> **MATERIAL SHOWN**
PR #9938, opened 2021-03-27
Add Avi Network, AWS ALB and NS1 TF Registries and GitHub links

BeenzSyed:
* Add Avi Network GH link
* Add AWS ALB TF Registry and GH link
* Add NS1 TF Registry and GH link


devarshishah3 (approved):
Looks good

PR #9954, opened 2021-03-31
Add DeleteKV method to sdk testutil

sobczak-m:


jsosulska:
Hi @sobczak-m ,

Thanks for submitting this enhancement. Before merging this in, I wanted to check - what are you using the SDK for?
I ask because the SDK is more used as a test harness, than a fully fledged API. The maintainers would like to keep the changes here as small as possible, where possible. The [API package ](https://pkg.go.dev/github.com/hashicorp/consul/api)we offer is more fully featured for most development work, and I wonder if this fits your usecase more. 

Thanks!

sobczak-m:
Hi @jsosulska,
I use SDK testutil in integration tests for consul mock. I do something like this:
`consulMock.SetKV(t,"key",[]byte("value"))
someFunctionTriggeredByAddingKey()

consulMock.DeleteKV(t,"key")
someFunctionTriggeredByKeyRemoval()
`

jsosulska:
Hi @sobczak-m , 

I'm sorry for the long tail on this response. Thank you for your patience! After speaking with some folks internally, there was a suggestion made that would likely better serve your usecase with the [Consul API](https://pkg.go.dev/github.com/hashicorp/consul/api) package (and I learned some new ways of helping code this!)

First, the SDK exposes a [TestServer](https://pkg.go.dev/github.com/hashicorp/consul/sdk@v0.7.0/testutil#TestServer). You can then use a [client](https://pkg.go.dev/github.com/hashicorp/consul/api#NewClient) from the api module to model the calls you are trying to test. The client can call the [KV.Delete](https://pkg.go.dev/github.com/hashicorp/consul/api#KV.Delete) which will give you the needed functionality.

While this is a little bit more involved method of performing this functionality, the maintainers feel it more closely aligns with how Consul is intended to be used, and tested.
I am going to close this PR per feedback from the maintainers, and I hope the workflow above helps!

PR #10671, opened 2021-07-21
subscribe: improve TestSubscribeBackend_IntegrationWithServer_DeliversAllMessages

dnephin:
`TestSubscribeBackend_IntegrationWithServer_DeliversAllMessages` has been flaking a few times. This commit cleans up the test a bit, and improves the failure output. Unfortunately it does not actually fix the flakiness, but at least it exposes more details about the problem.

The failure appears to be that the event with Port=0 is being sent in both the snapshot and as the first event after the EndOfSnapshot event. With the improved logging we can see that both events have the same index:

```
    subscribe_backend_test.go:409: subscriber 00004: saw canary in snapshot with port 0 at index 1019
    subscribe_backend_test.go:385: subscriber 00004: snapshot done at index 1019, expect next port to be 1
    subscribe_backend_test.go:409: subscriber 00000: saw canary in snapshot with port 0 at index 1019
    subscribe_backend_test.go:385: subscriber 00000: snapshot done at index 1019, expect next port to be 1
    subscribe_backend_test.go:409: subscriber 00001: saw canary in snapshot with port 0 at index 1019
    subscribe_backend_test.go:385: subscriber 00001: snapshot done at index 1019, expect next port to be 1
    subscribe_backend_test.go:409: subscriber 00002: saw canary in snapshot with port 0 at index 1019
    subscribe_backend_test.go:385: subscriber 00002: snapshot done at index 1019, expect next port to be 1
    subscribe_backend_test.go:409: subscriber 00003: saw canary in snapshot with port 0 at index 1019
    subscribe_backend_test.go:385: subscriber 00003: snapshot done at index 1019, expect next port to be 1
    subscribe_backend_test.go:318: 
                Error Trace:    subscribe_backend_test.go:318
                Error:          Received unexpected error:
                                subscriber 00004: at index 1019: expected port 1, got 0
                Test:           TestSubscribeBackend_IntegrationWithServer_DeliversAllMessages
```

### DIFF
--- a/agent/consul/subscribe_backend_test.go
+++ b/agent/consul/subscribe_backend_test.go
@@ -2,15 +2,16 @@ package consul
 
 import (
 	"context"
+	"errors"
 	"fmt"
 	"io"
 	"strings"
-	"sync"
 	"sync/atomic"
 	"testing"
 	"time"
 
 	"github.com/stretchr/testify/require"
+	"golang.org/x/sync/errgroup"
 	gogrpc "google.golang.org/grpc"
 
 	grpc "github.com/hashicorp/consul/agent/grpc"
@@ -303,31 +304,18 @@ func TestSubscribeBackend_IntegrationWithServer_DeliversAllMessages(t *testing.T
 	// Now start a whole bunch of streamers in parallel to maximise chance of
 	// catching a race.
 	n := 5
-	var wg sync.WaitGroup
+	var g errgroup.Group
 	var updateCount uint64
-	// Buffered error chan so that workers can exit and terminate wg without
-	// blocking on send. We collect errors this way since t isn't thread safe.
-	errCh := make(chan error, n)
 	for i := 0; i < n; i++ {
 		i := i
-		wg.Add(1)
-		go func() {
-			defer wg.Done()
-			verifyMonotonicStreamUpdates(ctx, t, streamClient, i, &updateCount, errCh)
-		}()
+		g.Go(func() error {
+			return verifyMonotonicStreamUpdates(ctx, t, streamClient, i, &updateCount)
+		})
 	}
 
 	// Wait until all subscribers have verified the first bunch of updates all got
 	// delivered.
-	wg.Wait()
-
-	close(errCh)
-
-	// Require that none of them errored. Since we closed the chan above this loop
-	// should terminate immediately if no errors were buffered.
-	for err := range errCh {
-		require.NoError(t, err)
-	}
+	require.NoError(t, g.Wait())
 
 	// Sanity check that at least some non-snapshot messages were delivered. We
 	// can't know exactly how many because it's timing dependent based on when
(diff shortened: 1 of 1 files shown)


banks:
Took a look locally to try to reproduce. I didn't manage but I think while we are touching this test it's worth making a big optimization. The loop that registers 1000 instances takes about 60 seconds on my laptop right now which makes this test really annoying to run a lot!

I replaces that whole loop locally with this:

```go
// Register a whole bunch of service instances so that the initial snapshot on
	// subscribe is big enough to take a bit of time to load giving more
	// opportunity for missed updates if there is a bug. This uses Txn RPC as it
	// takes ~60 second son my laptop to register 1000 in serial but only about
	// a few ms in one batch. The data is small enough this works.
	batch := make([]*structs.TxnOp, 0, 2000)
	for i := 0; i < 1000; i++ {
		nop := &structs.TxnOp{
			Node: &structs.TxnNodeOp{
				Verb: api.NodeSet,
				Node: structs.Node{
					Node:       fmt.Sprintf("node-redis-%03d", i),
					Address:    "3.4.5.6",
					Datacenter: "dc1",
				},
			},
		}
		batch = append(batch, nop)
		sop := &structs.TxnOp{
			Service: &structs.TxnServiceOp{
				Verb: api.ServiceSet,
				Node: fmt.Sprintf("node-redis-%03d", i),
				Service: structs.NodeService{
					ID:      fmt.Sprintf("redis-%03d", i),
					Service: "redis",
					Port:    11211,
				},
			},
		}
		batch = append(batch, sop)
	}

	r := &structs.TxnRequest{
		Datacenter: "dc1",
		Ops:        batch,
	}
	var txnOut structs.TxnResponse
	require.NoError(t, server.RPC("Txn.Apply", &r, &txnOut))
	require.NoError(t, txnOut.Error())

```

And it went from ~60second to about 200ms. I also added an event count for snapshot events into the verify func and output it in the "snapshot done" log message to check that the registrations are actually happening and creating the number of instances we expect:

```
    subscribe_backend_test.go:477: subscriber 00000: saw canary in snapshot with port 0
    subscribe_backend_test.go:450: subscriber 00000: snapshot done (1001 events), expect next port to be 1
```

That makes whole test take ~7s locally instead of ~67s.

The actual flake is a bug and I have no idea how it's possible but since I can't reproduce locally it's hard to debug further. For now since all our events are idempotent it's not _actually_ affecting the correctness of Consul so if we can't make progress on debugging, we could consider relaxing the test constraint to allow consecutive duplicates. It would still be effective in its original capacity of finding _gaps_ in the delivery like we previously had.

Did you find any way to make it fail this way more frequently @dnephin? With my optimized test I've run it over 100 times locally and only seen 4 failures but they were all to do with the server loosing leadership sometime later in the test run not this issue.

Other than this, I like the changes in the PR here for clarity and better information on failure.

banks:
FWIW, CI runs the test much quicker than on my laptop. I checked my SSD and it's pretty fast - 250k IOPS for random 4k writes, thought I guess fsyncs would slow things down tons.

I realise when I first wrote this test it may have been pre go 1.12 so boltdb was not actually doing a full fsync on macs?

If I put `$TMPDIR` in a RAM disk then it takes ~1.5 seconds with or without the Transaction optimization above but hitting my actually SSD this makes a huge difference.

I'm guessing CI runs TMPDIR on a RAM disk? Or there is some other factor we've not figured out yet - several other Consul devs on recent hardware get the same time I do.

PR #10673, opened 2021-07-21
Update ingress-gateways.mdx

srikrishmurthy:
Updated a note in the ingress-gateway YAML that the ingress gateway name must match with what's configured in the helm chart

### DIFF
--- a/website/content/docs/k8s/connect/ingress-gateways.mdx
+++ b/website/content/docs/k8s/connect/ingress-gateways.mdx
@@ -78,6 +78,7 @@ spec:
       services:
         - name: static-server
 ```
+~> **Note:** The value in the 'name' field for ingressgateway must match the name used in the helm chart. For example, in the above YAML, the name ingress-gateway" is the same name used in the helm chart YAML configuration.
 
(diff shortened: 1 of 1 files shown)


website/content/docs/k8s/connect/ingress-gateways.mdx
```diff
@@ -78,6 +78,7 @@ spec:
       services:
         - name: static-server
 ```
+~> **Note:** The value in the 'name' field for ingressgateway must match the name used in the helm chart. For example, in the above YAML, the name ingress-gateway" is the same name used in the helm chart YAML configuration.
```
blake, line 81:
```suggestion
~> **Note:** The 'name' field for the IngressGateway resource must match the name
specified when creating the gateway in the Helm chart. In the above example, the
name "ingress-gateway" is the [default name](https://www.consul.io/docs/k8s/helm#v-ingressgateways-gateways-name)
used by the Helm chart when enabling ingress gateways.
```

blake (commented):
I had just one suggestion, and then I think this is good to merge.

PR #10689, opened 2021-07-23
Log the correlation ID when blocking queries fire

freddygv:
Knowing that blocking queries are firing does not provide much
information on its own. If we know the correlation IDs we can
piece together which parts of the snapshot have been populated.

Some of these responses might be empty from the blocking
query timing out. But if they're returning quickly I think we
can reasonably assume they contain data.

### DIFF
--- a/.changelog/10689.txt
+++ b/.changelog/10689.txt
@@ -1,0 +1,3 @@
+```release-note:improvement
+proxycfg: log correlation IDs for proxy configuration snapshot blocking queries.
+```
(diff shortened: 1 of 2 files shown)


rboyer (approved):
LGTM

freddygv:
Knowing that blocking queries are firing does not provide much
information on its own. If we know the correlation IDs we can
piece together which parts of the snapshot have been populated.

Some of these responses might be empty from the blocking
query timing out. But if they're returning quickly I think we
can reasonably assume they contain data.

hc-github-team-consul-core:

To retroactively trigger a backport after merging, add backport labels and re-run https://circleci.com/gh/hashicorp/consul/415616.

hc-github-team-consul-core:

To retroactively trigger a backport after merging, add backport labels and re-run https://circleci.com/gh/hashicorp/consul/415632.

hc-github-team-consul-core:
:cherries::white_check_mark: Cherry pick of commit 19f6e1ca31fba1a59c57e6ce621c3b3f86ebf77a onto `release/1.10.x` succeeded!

> **WHAT YOU SHOULD DO**
A copy of each line in the data above that holds the string "next" is needed.

> **EXERCISE ANSWER**
    subscribe_backend_test.go:385: subscriber 00004: snapshot done at index 1019, expect next port to be 1
    subscribe_backend_test.go:385: subscriber 00000: snapshot done at index 1019, expect next port to be 1
    subscribe_backend_test.go:385: subscriber 00001: snapshot done at index 1019, expect next port to be 1
    subscribe_backend_test.go:385: subscriber 00002: snapshot done at index 1019, expect next port to be 1
    subscribe_backend_test.go:385: subscriber 00003: snapshot done at index 1019, expect next port to be 1
    subscribe_backend_test.go:450: subscriber 00000: snapshot done (1001 events), expect next port to be 1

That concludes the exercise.